Plain in the city

A plain Quaker folk singer with a Juris Doctorate in his back pocket, salt in his blood, and a set of currach oars in the closet, Ulleann Pipes under his arm, guitar on his back, Anglo Irish baggage, wandering through New York City ... in constant amaze. Statement of Faithfulness. As a member of the Quaker Bloggers Ad Hoc Committee I affirm that I will be faithful to the Book of Discipline of my Meeting 15th Street Monthly Meeting of the Religious Society of Friends.

Friday, August 04, 2006

Simply God

A number of times I have labored with Friends to express what it means to me to have no other God but God, and be present to God in others. Let me try to put it simply. It is about simplicity.

The most visible aspect of God most theologians note is love. Love is both attraction and responsibility, care and respect. A balance learning from and teaching. Now when all these things are predicated on a separately injected symbol, one can't truly love without Jesus, Mao, Marx, Mohammed, Baal, the Red White and Blue... one has tied the simple truth to a system, and all systems divide.

While in Canada, on the radio, I heard a fellow express a similar interpretation to my own, on the story of the tower of Babel. That the relation to God is not in the image, and those faiths which put their image forward as a singular truth destroy the message of God.

So... how do we go to simplicity? In proposing that I do not worship any symbol for God, I deeply offend people who see God through their symbol for God. Meanwhile, for the first time in human history, the world is completely interdependent, one on another to overcome the divisions between us to survive. Some faiths, such as some Christian fundamentalists teach that survival is not the goal, that in order for the rapture to happen we must abandon this planet to war and want. They express joy in the killing in the middle east, and don't worry about the expending of the world's resources in their faith that God has given us just what we need, Jesus will return and they will be swept to a heavenly existence while the rest of us will sink into our well earned torment.

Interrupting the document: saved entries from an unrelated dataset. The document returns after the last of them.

Issue #3370, opened 2024-05-04
Publish binaries for FreeBSD


zanieb:
e.g. it currently fails with

```
# curl -LsSf https://astral.sh/uv/install.sh | sh
ERROR: there isn't a package for x86_64-unknown-freebsd

**Comment by charliermarsh** [comment]
For what it's worth, you can't upload FreeBSD wheels to PyPI, so users will always need to build any dependencies from source (IIUC).

**Comment by zanieb** [comment]
I'm a little confused since I thought we didn't have Python dependencies but that's good to know.

**Comment by charliermarsh** [comment]
Ah, to clarify, we don’t have any Python deps, I just mean: for any dependencies they install with pip or uv, IIUC they will end up building from source.

**Comment by konstin** [comment]
Note that freebsd is not supported by github actions, we either need a custom cross compiling solution or use cirrus ci

**Comment by Kartatz** [comment]
> Note that freebsd is not supported by github actions, we either need a custom cross compiling solution or use cirrus ci

Some time ago, I set up a cross-compiler targeting FreeBSD. I have not yet tried cross-compiling Rust programs myself, but that should be pretty straightforward to get working.

Here is the repository in case anyone is interested: https://github.com/AmanoTeam/Loki

**Comment by dbohdan** [comment]
https://github.com/cross-platform-actions/ lets you use Free/Net/OpenBSD in GitHub Actions. I had a good experience with it in a C project. While I haven't used it, there is also https://github.com/houseabsolute/actions-rust-cross that cross-compiles Rust.

**Comment by zanieb** [comment]
(We're currently at zero 👍 for this issue, so in addition to this being technically challenging to maintain this is pretty low priority since there's not a lot of clear interest)

**Comment by donnex** [comment]
I ran into this issue today. The `uv` package in FreeBSD ports is really old and outdated.

Has anyone been able to successfully compile the latest release of `uv` in FreeBSD? I had no luck with manual buld by cloning the repo.

**Comment by konstin** [comment]
Can you share a log of what failed in the manual build?

**Comment by donnex** [comment]
Yeah of course. I'm not sure if it's anything related to `uv` directly.

```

This does not speak to me of love, of responsibility to that gift God has created. But, even if it is true that the only salvation is a perfect anarchy in God, how to express that without that idea becoming an exclusive system. I am fully convinced that Yeshua attempted to express that in saying there is no tribe in following God, but when later Christians tied him so closely to their worship of God, the message was lost, only our tribe in Jesus is the state of being without tribe. Oh well... I'm at a loss. Many Friends dear to my heart are deeply angered by this expression that love should be unconditioned on specific belief. So, I remain rather sad, well very sad.

2 Comments:

At 10:54 AM, Blogger Plain Foolish said...

Thank you for writing this, Friend Lorcan. It's beautiful. I briefly lost a friend to the god of fear - she was terrified that she was headed for hell, and had to immediately change her life completely, cutting out everything that didn't come with a preacher's "approved" stamp. After a while, she realized that she had cut out everything she loved and that couldn't be right.

 
At 10:49 AM, Blogger Little Black Car said...

Oh, my goodness--that sounds like my mother's aunt, who is for the war (well, all the wars; I've lost track of how many we've got going right now) and opposed to all forms of social aid on the grounds that if "God wants people to suffer, it's not our place to change things." If that doesn't boggle the mind, I don't know what does.